I've tried reinstalling my sound card drivers, I've tried disabling the soundcard from the hardware profile in the Device manager. I've reinstalled SETUPX.DLL by remaming it and copying a new file into the System directory in DOS. So now I need help.

I'm on Windows 98 SE.


----------



## bandit429 (Feb 12, 2002)

Im not sure what may be the cause. I did find the following link which may help you.
http://www.generation.net/~hleboeuf/ermsgs32.htm


----------



## RabidWolf (Aug 20, 2006)

Thanks but nothing there seemed to be able to do the trick.

If it help, my tablet used to be fine, but now I get the occasional message.

TABLET DRIVER
The tablet driver is not running.
OK


----------



## RabidWolf (Aug 20, 2006)

Anybody got any idea what could be wrong, or how to fix it?

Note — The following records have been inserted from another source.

PR #5, opened 2020-06-06
T251265: update preview discovery

medied:
Phab ticket: https://phabricator.wikimedia.org/T251265

Goal is well explained in the phab ticket. There’s some CSS details that we need to decide on with Sudhanshu because browsers differ in rendering behaviors, for example:

* I'm leaving `vertical-align` as `top` to start because it looked more centered after some visual tests [1]
* `padding` sometimes looks better with one set of values in one browser and then different in another [2]
* Should we be setting `line-height`? Depending on screen size and padding sometimes I see stuff like this [3]

---

[1] 
image

[2]
image

[3]
image


style/index.less
```diff
@@ -0,0 +1,18 @@
+.content {
```
stephanebisson, line 1: Note that `.content` is relevant to our demo page, not so much for external consumer of the library. Same for the margin below.

style/index.less
```diff
@@ -0,0 +1,18 @@
...
+  margin: 20px 10%;
+
+  [data-wikipedia-preview] {
```
stephanebisson, line 4: According to the documentation, the [selector is configurable](https://github.com/wikimedia/wikipedia-previews#options-of-the-init-function). 

We could attach this style to another class, then apply this class in the init function when we discover all the element that should have a popup attached to them.

style/index.less
```diff
@@ -0,0 +1,18 @@
...
+    background-color: #eaf3ff;
+    padding: 2px 2px 2px 2px;
```
stephanebisson, line 6: This padding (and the :after icon) will make the whole text jump since this is applied after the initial page rendering.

My computer is near unusable.


----------



## bandit429 (Feb 12, 2002)

Still looking Rabid,,,there are so many of those errors to look through,,,Most seem hardware related. Though I tend to doubt this is the problem.
Have you noticed any yellow ? or ! marks in the device manager?
Start,,,,settings,,,control panel,,,system,,,device manager.


----------



## bandit429 (Feb 12, 2002)

Click below and see if you can get through a scan and save the report at the end please.
http://www.pandasoftware.com/produc...5D4-4DA2-B310-B1DBEC2971F2}&NRCACHEHINT=Guest


----------



## bandit429 (Feb 12, 2002)

After that we will register that DLL.
Start then run and type the information below then click ok. See if that helps

regsvr32 <path & filename of dll or ocx>


----------



## RabidWolf (Aug 20, 2006)

Thanks for the help Badit.

I really REALLY appriciate it man. There's no device manager problems...well except for my USB keyboard, but that's been like that from when I first got the computer.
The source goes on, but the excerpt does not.